(Data supplied)
PR #4567, opened 2024-05-07
Use dynamic height and width for dialogs

dgreif:
Dialog v2 in right/left position currently flows off the top of the screen on iOS devices. This is because we use `100vh`, which can be _larger_ than the visible view port. I'd like to fix this so dialogs never get cut off on iOS.

I updated both Dialogs to use `100dvh` and `100dvw` instead of `100vh` and `100vw`. These are supported on Safari 15+, which is all that we officially support on dotcom today.

| Before | After |
|--------|--------|
| A right positioned dialog with the header and footer cut off on iOS | A right positioned dialog with header and footer fully in view | 

#### Changed

Use dynamic view height/width for dialogs. This allows available visible space to be properly computed on iOS devices.

### Rollout strategy

- [x] Patch release
- [ ] Minor release

### Merge checklist

- [ ] Added/updated tests
- [x] Tested in Chrome
- [x] Tested in Firefox
- [x] Tested in Safari
- [x] Tested in Edge

### DIFF
--- a/.changeset/tall-forks-bathe.md
+++ b/.changeset/tall-forks-bathe.md
@@ -1,0 +1,5 @@
+---
+'@primer/react': patch
+---
+
+Use dynamic view height/width for dialogs. This allows available visible space to be properly computed on iOS devices.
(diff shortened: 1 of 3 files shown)


siddharthkp (approved):
Looks good to me!

PR #4571, opened 2024-05-08
Fix replacement URL for React getting started

MrChrisW:
#### Changed

The existing link shown with the deprecation banner on https://primer.style/react/getting-started points to https://primer.style/design/guides/development/react which is incorrect and results in a 404 not found.

This updates the replacement URL to the correct value of https://primer.style/guides/react ✨ 

### Rollout strategy

### Merge checklist


joshblack (approved):
Thanks for this!

PR #4572, opened 2024-05-08
`TreeView`: Align tree item toggle and visual icons to top of item

iansan5653:
The vast majority of the time, `TreeView` items are only one line and the content is truncated to fit. However, they can potentially wrap, as in https://github.com/github/collaboration-workflows-flex/issues/902 (internal issue). In this case, we want the chevron to still remain locked to the top of the item, rather than vertically centered.

This is slightly challenging because the height of items changes depending on the input mode, expanding automatically for touch controls. It wasn't complicated to move the `min-height` to a CSS variable and calculate a correct padding based on that: `min-height / 2 - icon-height`.

There is no visual change here for the non-wrapped item.

#### Changed

- Always align `TreeView` chevron icon to top of item

### Rollout strategy

- [x] Patch release
- [ ] Minor release

### Merge checklist

- [ ] Added/updated tests
- [ ] Tested in Chrome
- [ ] Tested in Firefox
- [ ] Tested in Safari
- [ ] Tested in Edge


packages/react/src/TreeView/TreeView.tsx
```diff
@@ -163,9 +167,9 @@ const UlBox = styled.ul<SxProp>`
 
   .PRIVATE_TreeView-item-toggle {
     grid-area: toggle;
-    display: flex;
```
broccolinisoup, line 166: I think we should still keep the `display: flex` and `justify-content: center;` to keep the icon centred horizontally. The VRT are failing due to this.

broccolinisoup (commented):
Hey @iansan5653 👋🏻 Thanks for the PR! Left a comment about horizontal centring. The rest of it looks good to me. We should also get a designer review on this though -  tagging @mperrotti 🙌🏻

packages/react/src/TreeView/TreeView.tsx
iansan5653: Yep, working on that now :+1:

mperrotti:
@iansan5653 - can we add a story that demonstrates this change? Kind of like this...
Screenshot 2024-05-09 at 1 27 01 PM


Alternatively, we could update all existing stories to have an expandable node that has 2 lines of content. That seems unnecessary though...

broccolinisoup:
> Added a story. Now that I'm looking at it I'm thinking maybe we should top-align the leading and trailing visuals as well? I'm not totally sure how I feel about this approach given the leading/trailing visual appearance... maybe overriding the styling for the specific use case of sub-issues is actually better 🤔 But we don't have any official style overriding support, requiring us to reach in and select `PRIVATE` classes, which is hacky.

It makes sense o me to align all to the top - not the same case but we took a [similar approach for pageheader](https://primer-95439128bf-13348165.drafts.github.io/storybook/?path=/story/drafts-components-pageheader-devonly--large-variant-with-multiline-title) as well that we align all visuals to the top when the title is multiline

@mperrotti thoughts?

JelloBagel:
I updated the leading/trailing visual to be top aligned as well: [185b613](https://github.com/primer/react/pull/4572/commits/185b6131b92f6f3730a71ce9d15c6159502408db). I removed the `min-height` to properly align the visuals with the text but kept the same visual height by adding padding to the top and bottom of the text.

packages/react/src/TreeView/TreeView.tsx
```diff
@@ -200,11 +210,16 @@ const UlBox = styled.ul<SxProp>`
     overflow: hidden;
     white-space: nowrap;
     text-overflow: ellipsis;
+    align-self: center;
```
broccolinisoup, line 213: If we remove the flex start and line height above, I don't think we would need this. Let me know if I am missing any context here though!

packages/react/src/TreeView/TreeView.tsx
```diff
@@ -187,10 +193,14 @@ const UlBox = styled.ul<SxProp>`
   .PRIVATE_TreeView-item-content {
     grid-area: content;
     display: flex;
-    align-items: center;
+    align-items: flex-start;
```
broccolinisoup, line 196: I am not really sure if we need the flex-start here in the content 🤔 Same as line-height just above.

broccolinisoup (commented):
Hello! I left a few comments/questions. Let me know if there is anything I misunderstood or if there is anything I can clarify about my questions/comments 🙌🏻

mperrotti (approved):
These changes make sense and seem safe to me.

Issue #4587, opened 2024-05-13
`Stack` `gap` is overridden on wider layouts


iansan5653:
### Description

When `Stack` is rendered on a screen greater than `87.5rem` wide, the gap between items is always overridden to `1rem` - even if the `gap` is set to `none` or `condensed`.

### Steps to reproduce

```jsx
<Stack gap="none">
  <span>A</span>
  <span>B</span>
</Stack>
```

### Version

36.17.0

PR #4589, opened 2024-05-13
refactor(Stack): write to single custom property for gap changes

joshblack:
Closes https://github.com/primer/react/issues/4587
(End Data supplied)
Problem details:
Using the exact wording, transcribe all the records above.

Finished exercise:
PR #4567, opened 2024-05-07
Use dynamic height and width for dialogs

dgreif:
Dialog v2 in right/left position currently flows off the top of the screen on iOS devices. This is because we use `100vh`, which can be _larger_ than the visible view port. I'd like to fix this so dialogs never get cut off on iOS.

I updated both Dialogs to use `100dvh` and `100dvw` instead of `100vh` and `100vw`. These are supported on Safari 15+, which is all that we officially support on dotcom today.

| Before | After |
|--------|--------|
| A right positioned dialog with the header and footer cut off on iOS | A right positioned dialog with header and footer fully in view | 

#### Changed

Use dynamic view height/width for dialogs. This allows available visible space to be properly computed on iOS devices.

### Rollout strategy

- [x] Patch release
- [ ] Minor release

### Merge checklist

- [ ] Added/updated tests
- [x] Tested in Chrome
- [x] Tested in Firefox
- [x] Tested in Safari
- [x] Tested in Edge

### DIFF
--- a/.changeset/tall-forks-bathe.md
+++ b/.changeset/tall-forks-bathe.md
@@ -1,0 +1,5 @@
+---
+'@primer/react': patch
+---
+
+Use dynamic view height/width for dialogs. This allows available visible space to be properly computed on iOS devices.
(diff shortened: 1 of 3 files shown)


siddharthkp (approved):
Looks good to me!

PR #4571, opened 2024-05-08
Fix replacement URL for React getting started

MrChrisW:
#### Changed

The existing link shown with the deprecation banner on https://primer.style/react/getting-started points to https://primer.style/design/guides/development/react which is incorrect and results in a 404 not found.

This updates the replacement URL to the correct value of https://primer.style/guides/react ✨ 

### Rollout strategy

### Merge checklist


joshblack (approved):
Thanks for this!

PR #4572, opened 2024-05-08
`TreeView`: Align tree item toggle and visual icons to top of item

iansan5653:
The vast majority of the time, `TreeView` items are only one line and the content is truncated to fit. However, they can potentially wrap, as in https://github.com/github/collaboration-workflows-flex/issues/902 (internal issue). In this case, we want the chevron to still remain locked to the top of the item, rather than vertically centered.

This is slightly challenging because the height of items changes depending on the input mode, expanding automatically for touch controls. It wasn't complicated to move the `min-height` to a CSS variable and calculate a correct padding based on that: `min-height / 2 - icon-height`.

There is no visual change here for the non-wrapped item.

#### Changed

- Always align `TreeView` chevron icon to top of item

### Rollout strategy

- [x] Patch release
- [ ] Minor release

### Merge checklist

- [ ] Added/updated tests
- [ ] Tested in Chrome
- [ ] Tested in Firefox
- [ ] Tested in Safari
- [ ] Tested in Edge


packages/react/src/TreeView/TreeView.tsx
```diff
@@ -163,9 +167,9 @@ const UlBox = styled.ul<SxProp>`
 
   .PRIVATE_TreeView-item-toggle {
     grid-area: toggle;
-    display: flex;
```
broccolinisoup, line 166: I think we should still keep the `display: flex` and `justify-content: center;` to keep the icon centred horizontally. The VRT are failing due to this.

broccolinisoup (commented):
Hey @iansan5653 👋🏻 Thanks for the PR! Left a comment about horizontal centring. The rest of it looks good to me. We should also get a designer review on this though -  tagging @mperrotti 🙌🏻

packages/react/src/TreeView/TreeView.tsx
iansan5653: Yep, working on that now :+1:

mperrotti:
@iansan5653 - can we add a story that demonstrates this change? Kind of like this...
Screenshot 2024-05-09 at 1 27 01 PM


Alternatively, we could update all existing stories to have an expandable node that has 2 lines of content. That seems unnecessary though...

broccolinisoup:
> Added a story. Now that I'm looking at it I'm thinking maybe we should top-align the leading and trailing visuals as well? I'm not totally sure how I feel about this approach given the leading/trailing visual appearance... maybe overriding the styling for the specific use case of sub-issues is actually better 🤔 But we don't have any official style overriding support, requiring us to reach in and select `PRIVATE` classes, which is hacky.

It makes sense o me to align all to the top - not the same case but we took a [similar approach for pageheader](https://primer-95439128bf-13348165.drafts.github.io/storybook/?path=/story/drafts-components-pageheader-devonly--large-variant-with-multiline-title) as well that we align all visuals to the top when the title is multiline

@mperrotti thoughts?

JelloBagel:
I updated the leading/trailing visual to be top aligned as well: [185b613](https://github.com/primer/react/pull/4572/commits/185b6131b92f6f3730a71ce9d15c6159502408db). I removed the `min-height` to properly align the visuals with the text but kept the same visual height by adding padding to the top and bottom of the text.

packages/react/src/TreeView/TreeView.tsx
```diff
@@ -200,11 +210,16 @@ const UlBox = styled.ul<SxProp>`
     overflow: hidden;
     white-space: nowrap;
     text-overflow: ellipsis;
+    align-self: center;
```
broccolinisoup, line 213: If we remove the flex start and line height above, I don't think we would need this. Let me know if I am missing any context here though!

packages/react/src/TreeView/TreeView.tsx
```diff
@@ -187,10 +193,14 @@ const UlBox = styled.ul<SxProp>`
   .PRIVATE_TreeView-item-content {
     grid-area: content;
     display: flex;
-    align-items: center;
+    align-items: flex-start;
```
broccolinisoup, line 196: I am not really sure if we need the flex-start here in the content 🤔 Same as line-height just above.

broccolinisoup (commented):
Hello! I left a few comments/questions. Let me know if there is anything I misunderstood or if there is anything I can clarify about my questions/comments 🙌🏻

mperrotti (approved):
These changes make sense and seem safe to me.

Issue #4587, opened 2024-05-13
`Stack` `gap` is overridden on wider layouts


iansan5653:
### Description

When `Stack` is rendered on a screen greater than `87.5rem` wide, the gap between items is always overridden to `1rem` - even if the `gap` is set to `none` or `condensed`.

### Steps to reproduce

```jsx
<Stack gap="none">
  <span>A</span>
  <span>B</span>
</Stack>
```

### Version

36.17.0

PR #4589, opened 2024-05-13
refactor(Stack): write to single custom property for gap changes

joshblack:
Closes https://github.com/primer/react/issues/4587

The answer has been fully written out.